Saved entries

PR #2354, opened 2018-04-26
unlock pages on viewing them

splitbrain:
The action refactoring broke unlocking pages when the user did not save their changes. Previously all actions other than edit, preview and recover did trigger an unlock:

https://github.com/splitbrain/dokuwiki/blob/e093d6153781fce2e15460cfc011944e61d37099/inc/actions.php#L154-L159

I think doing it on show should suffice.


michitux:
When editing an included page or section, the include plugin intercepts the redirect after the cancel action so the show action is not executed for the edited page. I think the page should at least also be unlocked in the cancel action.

* **Exercise**
Taking the line with "I think doing it on show should suffice." as the start and the last line of the data above as the end, write out those two lines and every line between them exactly, and only those.

* **Task output**
I think doing it on show should suffice.


michitux:
When editing an included page or section, the include plugin intercepts the redirect after the cancel action so the show action is not executed for the edited page. I think the page should at least also be unlocked in the cancel action.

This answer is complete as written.